### EXERCISE GOAL
Reproduce, with no changes, the line where "Jenkins, test this please." appears and every subsequent line of the listing, the last one included.

[MATERIAL TO PROCESS — start]

PR #408, opened 2017-03-08
changes to enable nolinkcheck in case of default field, related to cwltool issue#2

kapilkd13:
This change make default field to show warning instead of throwing error, by enabling nolinkcheck flag
Solves https://github.com/common-workflow-language/cwltool/issues/2


mr-c:
Jenkins, okay to test

kapilkd13:
Hi @mr-c Can you guide me on why the conformance tests are failing on this PR. I am little surprised that tests are failing for draft 2 and 3, as I made changes on v1 and v1-dev.

mr-c:
For this PR, all the conformance test with the reference implementation are passing. Arvados/arvbox has been having troubles for a long time, so that isn't a particular concern.

Looks like the development release of Rabix has had an uneven history with the conformance tests lately.

Lets test again to see what is the current status.

Jenkins, test this please.

mr-c:
It would be great if this change was accompanied by a new test case that only passes when this fix is present.

kapilkd13:
I will add a test case for this change. Thanks

kapilkd13:
Hi @mr-c I made a PR for this change, currently it should give error. After this merge it should work. Would you suggest any change in this unit test.

mr-c:
@kapilkd13 Looks good, the tests fail in the expected manner.

Once you add those commits to this PR I'll merge this. Thanks!

kapilkd13:
@mr-c I have added conformance test regarding this PR.

mr-c:
Jenkins, test this please

v1.0/v1.0/default_path_job.yml
```diff
@@ -0,0 +1,3 @@
+file1:
+  class: File
+  path: hello.txt
```
jmchilton: A lot of these paths seemed to be switched to locations in these test cases but in light of this test case I'm wondering if the "may" in the following sentence should be a "must"?

> As a special case, if the path field is provided but the location field is not, an implementation may assign the value of the path field to location, and remove the path field.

[MATERIAL TO PROCESS — finish]

### ANSWER BOX
Jenkins, test this please.

mr-c:
It would be great if this change was accompanied by a new test case that only passes when this fix is present.

kapilkd13:
I will add a test case for this change. Thanks

kapilkd13:
Hi @mr-c I made a PR for this change, currently it should give error. After this merge it should work. Would you suggest any change in this unit test.

mr-c:
@kapilkd13 Looks good, the tests fail in the expected manner.

Once you add those commits to this PR I'll merge this. Thanks!

kapilkd13:
@mr-c I have added conformance test regarding this PR.

mr-c:
Jenkins, test this please

v1.0/v1.0/default_path_job.yml
```diff
@@ -0,0 +1,3 @@
+file1:
+  class: File
+  path: hello.txt
```
jmchilton: A lot of these paths seemed to be switched to locations in these test cases but in light of this test case I'm wondering if the "may" in the following sentence should be a "must"?

> As a special case, if the path field is provided but the location field is not, an implementation may assign the value of the path field to location, and remove the path field.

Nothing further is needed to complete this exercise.